◆ Problem details:
I'd like an exact copy of every line from the start of the entries below through the line containing "write, because the", please.
____________________
PR #348, opened 2026-07-12
feat: round-trip the midi-device port and id attributes

### LINKED ISSUE #347: api: midi-device port and id attributes are dropped; attribute-only midi-device vanishes
## What

`MidiData::device` models only the `<midi-device>` element's text content. The `port` and `id`
attributes are dropped on read, and a midi-device whose text is empty (the common
MuseScore/Finale form `<midi-device id="P1-I1" port="1"></midi-device>`) is dropped entirely on
write, because the writer's emit condition is `device.size() > 0`.

Verified on `custom/musescore-slur-start-stop.musicxml`:

- expected: `<midi-device id="P1-I1" port="1" />`
- actual: (element missing)

## Impact (classifier signature `drop:midi-device`)

41 candidate files, 3 of them distance-1 (`custom/musescore-slur-start-stop.musicxml`,
`musuite/testChord.xml`, `musuite/testPiano.xml`).

## Fix shape

Add `MidiData::devicePort` / `MidiData::deviceId` (`std::optional`), read them from
`core::MIDIDevice`, and emit the element when any of text/port/id is present.

## References

- Part of #208

webern:
## Human Summary

TODO: human writes here

## Summary

The midi-device port and id attributes were dropped on read, and the common attribute-only form
(`<midi-device id="P1-I1" port="1"></midi-device>`, emitted by MuseScore and Finale) vanished on
write because the emit condition required non-empty device text. This exposes the port, keeps the
id round-tripping, and emits the element whenever device text or a port is present.

Issue #347 suggested storing the id as a `deviceId` field. Instead the id is modeled by
containment. The midi-device id is a back-reference to the score-instrument the device belongs to,
and mx::api already models that instrument as the part's single `InstrumentData` — so a stored id
would just duplicate the instrument's `uniqueId` and force callers to keep the two in sync.

- The writer derives the midi-device id from the part instrument's `uniqueId`, the same id the
  sibling midi-instrument already writes. There is no separate id for a caller to manage.
- `MidiData::writeDeviceId` (unspecified/yes/no, default unspecified) records only whether the
  source spelled the link out, so an id-less midi-device stays id-less and an id-bearing one is
  preserved. Same fidelity-knob convention as `ClefData::writeStaffNumber`; authors can ignore it.
- `MidiData::devicePort` carries the 1–16 port.

While here, `InstrumentData` is documented to explain a real limitation: mx::api models one
instrument per part and does not support instrument changes mid-piece. MusicXML allows several
instruments per part (notably drum kits, where each sound is its own instrument); only the first is
brought in. That gap is left for a future change, since there is no clean way yet to expose it
without complicating the common single-instrument case.

## Testing

- [x] New `midiDeviceRoundTrip.portSurvivesWriteAndRead` and `writeDeviceIdSurvivesWriteAndRead`
- [x] Full api/impl suite passes (4983 assertions in 427 test cases)
- [x] Round-trip baseline 224 -> 227 (musescore-slur-start-stop, testChord, testPiano); the id-less
  midi-device in ksuite/k008a_Beaming.xml continues to pass

## References

- Closes #347
- Part of #208

### DIFF
--- a/src/include/mx/api/PartData.h
+++ b/src/include/mx/api/PartData.h
@@ -28,15 +28,26 @@ struct MidiData
 {
     std::string virtualLibrary;
     std::string virtualName;
+
+    // The name of the playback device or sound bank for this instrument — for example the name of a
+    // MIDI output device, or a sound or bank label. This is often left empty.
     std::string device;
 
-    // The midi-device port attribute: a number from 1 to 16 for the unofficial MIDI 1.0
-    // port (cable) meta event.
+    // An optional port (or cable) number, from 1 to 16, that says which output the device uses. It
+    // has no value when the file doesn't specify one, and most files leave it unset — you only need
+    // it when you are aiming at a particular MIDI port. You don't have to attach the device to this
+    // part's instrument yourself; the library keeps them together automatically when the music is
+    // written out.
     std::optional<int> devicePort;
 
-    // The midi-device element's id attribute, which refers to the score-instrument the
-    // device assignment belongs to.
-    std::optional<std::string> deviceId;
+    // Most users can ignore this; leave it unspecified. It only controls whether the saved file
+    // spells out the little link that ties this part's playback device to its instrument. unspecified
+    // (the default) does the sensible thing on its own: it leaves that link out, because each part
+    // here has a single instrument and so the link isn't needed. yes/no force it to be written or left
+    // out. You never have to set this when you are creating music — when the library reads a file that
+    // did spell the link out, it sets this for you, so that saving the file brings it back the same way
+    // it came in.
+    Bool writeDeviceId;
 
     std::string name;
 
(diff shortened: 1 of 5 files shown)


src/include/mx/api/PartData.h
```diff
@@ -29,6 +29,15 @@ struct MidiData
...
     std::string virtualName;
     std::string device;
+
+    // The midi-device port attribute: a number from 1 to 16 for the unofficial MIDI 1.0
+    // port (cable) meta event.
+    std::optional<int> devicePort;
+
+    // The midi-device element's id attribute, which refers to the score-instrument the
+    // device assignment belongs to.
+    std::optional<std::string> deviceId;
```
webern: Hmm first of all there's something about saying "The midi-device attribute" and in the next one saying "The midi-device element's attribute" that throws me off. It makes me ask, wait, are these on the same element? And if so why are these worded differently.

Secondly, I don't like things that point somewhere else, like `deviceId` is doing here, when it could simply be a dangling pointer and forces bookkeeping on the client to make sure they mark the same `deviceId` here as they do somewhere else. Is there another way to model it?

PR #351, opened 2026-07-13
fix: scope spanner number pools to the part, not the staff

### LINKED ISSUE #350: SpannerNumberResolver pools numbers per staff, but `number-level` scope is the part
### Summary

`SpannerNumberResolver` (#320) pools spanner numbers per **staff** per class (`occupied[staffIndex][number]`), but MusicXML's `number-level` type scopes concurrency to the **part**: numbers distinguish "concurrent objects of the same type when the objects overlap in MusicXML document order." Its own piano example says a cross-staff slur "will need a separate number from the mid-measure slurs" even though they are on different staves.

### Repro

Two-staff part, two identity slurs: staff 2 spanning m1 -> m2, staff 1 inside m2. Serialized order:

```
m1 staff 2:  <slur type="start" number="1"/>   (still open when the next start emits)
m2 staff 1:  <slur type="start" number="1"/>
m2 staff 1:  <slur type="stop"  number="1"/>
m2 staff 2:  <slur type="stop"  number="1"/>
```

The second slur must get a different number. Readers pair slur endpoints by number within the part, so this duplicate typically pairs the m1 start with the m2 staff-1 stop ‚Äî a phantom cross-staff slur ‚Äî and drops the rest.

### Suggested fix

Drop the staff dimension from `occupied` and pool per part + class only. The cross-staff "reserve in every staff pool touched" logic then becomes unnecessary.

### File containing this example.

(Note: this file was created by my new Finale exporter and MX because Finale's current exporter exports every staff as a different part. That means this file exhibits the bug.)

[numberlev_2staffpart.musicxml.txt](https://github.com/user-attachments/files/29947903/numberlev_2staffpart.musicxml.txt)

rpatters1:
## Summary

Fixes #350. `SpannerNumberResolver` pooled spanner numbers per **staff**, but MusicXML's `number-level` type scopes concurrency to the **part** in document order ‚Äî its own piano example requires a cross-staff slur to take a different number from staff-local slurs it overlaps. Two identity slurs overlapping in document order on different staves of the same part therefore both received `number="1"`, and readers that pair endpoints by number within the part (e.g. MuseScore) mispaired them.

## Fix

Drop the staff dimension from the resolver: events no longer carry a staff index, and explicit reservations and identity groups live in one pool per part + spanner class. The cross-staff "reserve in every staff pool touched" logic disappears rather than needing repair.

## Fixed File

This file is the same one I posted in the issue, but it now has non-conflicting number levels.

[numberlev_2staffpart_fixed.musicxml.txt](https://github.com/user-attachments/files/29948432/numberlev_2staffpart_fixed.musicxml.txt)

## Testing

- [x] New: `overlappingSlursOnDifferentStavesGetDistinctNumbers` ‚Äî barline-crossing slurs on two staves of one part take numbers 1 and 2 (fails against the unfixed resolver: both came back 1)
- [x] New: `sameMeasureSlursOnDifferentStavesReuseTheNumber` ‚Äî the spec-blessed reuse case still gets 1/1, guarding against a naive always-increment fix
- [x] `make test` (425 cases), `make test-api-roundtrip` (224/224 pinned), `make fmt`
- [x] Unity build (`CMAKE_UNITY_BUILD=ON`, batch size 0) compiles
- [x] Verified end-to-end in a denigma export: the previously colliding two-staff slur fixture now emits distinct numbers

### DIFF
--- a/src/private/mx/impl/SpannerNumberResolver.cpp
+++ b/src/private/mx/impl/SpannerNumberResolver.cpp
@@ -9,7 +9,6 @@
 #include <cstddef>
 #include <limits>
 #include <map>
-#include <set>
 #include <stdexcept>
 #include <string>
 #include <vector>
@@ -36,7 +35,6 @@ enum class SpannerNumberClass
 struct SpannerNumberEvent
 {
     int position;
-    int staffIndex;
     const void *object;
     const api::SpannerNumber *number;
     bool opens;  // a start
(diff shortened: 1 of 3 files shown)


webern (approved):
Oops, thank you for fixing my mistake. Nice tests, too.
____________________
◆ Output:
PR #348, opened 2026-07-12
feat: round-trip the midi-device port and id attributes

### LINKED ISSUE #347: api: midi-device port and id attributes are dropped; attribute-only midi-device vanishes
## What

`MidiData::device` models only the `<midi-device>` element's text content. The `port` and `id`
attributes are dropped on read, and a midi-device whose text is empty (the common
MuseScore/Finale form `<midi-device id="P1-I1" port="1"></midi-device>`) is dropped entirely on
write, because the writer's emit condition is `device.size() > 0`.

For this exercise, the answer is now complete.